Rapidly destructive osteoarthritis was first described in the European literature in 1957. Subsequently, it has been given many different names like rapid destructive coxarthrosis, rapidly destructive arthrosis of the hip, Postel's osteoarthrosis, and destructive osteoarthritis. It is a rare syndrome of the unknown etiology and appears to be different from osteonecrosis as it tends to involve both the acetabulum and the femoral head. The rapid bone loss in the patients with RDO can be mimic septic arthritis, neuropathic osteoarthropathy or inflammatory arthritis. However the histologic changes seen in hips of patients with the RDO are consistent with the osteoarthritis. Clinically, the intra-articular fluid and also the debris related with the femoral and acetabular bone loss can match or resemble the septic arthritis or septic inflammatory disease. Once this purulent fluid is encountered at the time of hip arthroplasty, a clinical dilemma arises AAAe cause the active infection would be a contraindication for the primary total hip arthroplasty. Without any additional information, the appearance of such fluid may lead the surgeon or doctor to perform such an unnecessary 2-stage procedure.

Discussion

Rapidly destructive osteoarthritis is mostly uncommon found but can more frequently seen in the practice because of the elderly aging population. RPOA is generally a destructive arthropathy that most probably occurs commonly in the elderly aged women and can also be seen in the patients who are suffering with the sustained trauma. The dramatic radiologic manifestations of the rapidly destructive osteoarthritis may most probably lead to the diagnostic confusion with the other different arthropathies, osteonecrosis and infections. RPOA was originally described in the hip and is said that may also involve the shoulder. The etiology of this rapidly destructive osteoarthritis is probably not well explained and understood, but subchondral fracture plays an important role in the development of this dramatic destruction of the joint that is mainly seen in this affected patients. Early recognition and treatment with the disease-modifying antirheumatic drugs is important in achieving control of disease and prevention of this joint injury and disability. However, in patients with an early disease, the joint manifestations are often difficult to distinguish from the other forms of inflammatory polyarthritis. The more distinctive signs of Rapid destructive osteoarthritis are joint erosions, rheumatoid nodules, and other extraarticular manifestations, are also seen primarily in the patients with longstanding, poorly controlled disease but may frequently absent in the initial stage.

Conclusion

RPOA is an uncommon condition that occurs most frequently in elderly woman or in patients who have sustained trauma. Prompt recognition of the clinical and radiologic features of this arthropathy can reduce unnecessary diagnostic workup and complexity of surgical intervention.

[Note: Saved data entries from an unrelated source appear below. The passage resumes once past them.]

PR #77, opened 2021-10-31
Allowing fetchy to be trigger by a repo dispatch event

theramis:
Adding in this new event for when we want to create an endpoint in netlify to trigger this workflow
image

Also removed the push event since we don't really need it to run once its been merged into the main branch. It would have gone through a PR already. (also when I use the github API to check when the last run was, I don't want the push events included so this would remove them)

P.S. Promise this is the last rename of the fetchy workflow

### DIFF
--- a/.github/workflows/fetchy.yml
+++ b/.github/workflows/fetchy.yml
@@ -1,19 +1,18 @@
 name: Run Fetchy Fetch Boi
 on:
+  # will be removed soon
   schedule:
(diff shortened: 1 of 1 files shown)


andycarrell:
Question: why do we need a repository dispatch? Can't the api endpoint call the function directly?

andycarrell (approved):

jishaal (approved):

The authors postulate that these cases represent an uncommon subset of osteoarthritis and regular review, both clinically and radiologically, are required to assess speed of progression and prevent rapid loss of bone stock without the surgeon being aware. These cases are unsuitable for being placed on long waiting list due to technical difficulties in delayed surgery and compromised outcome following surgery.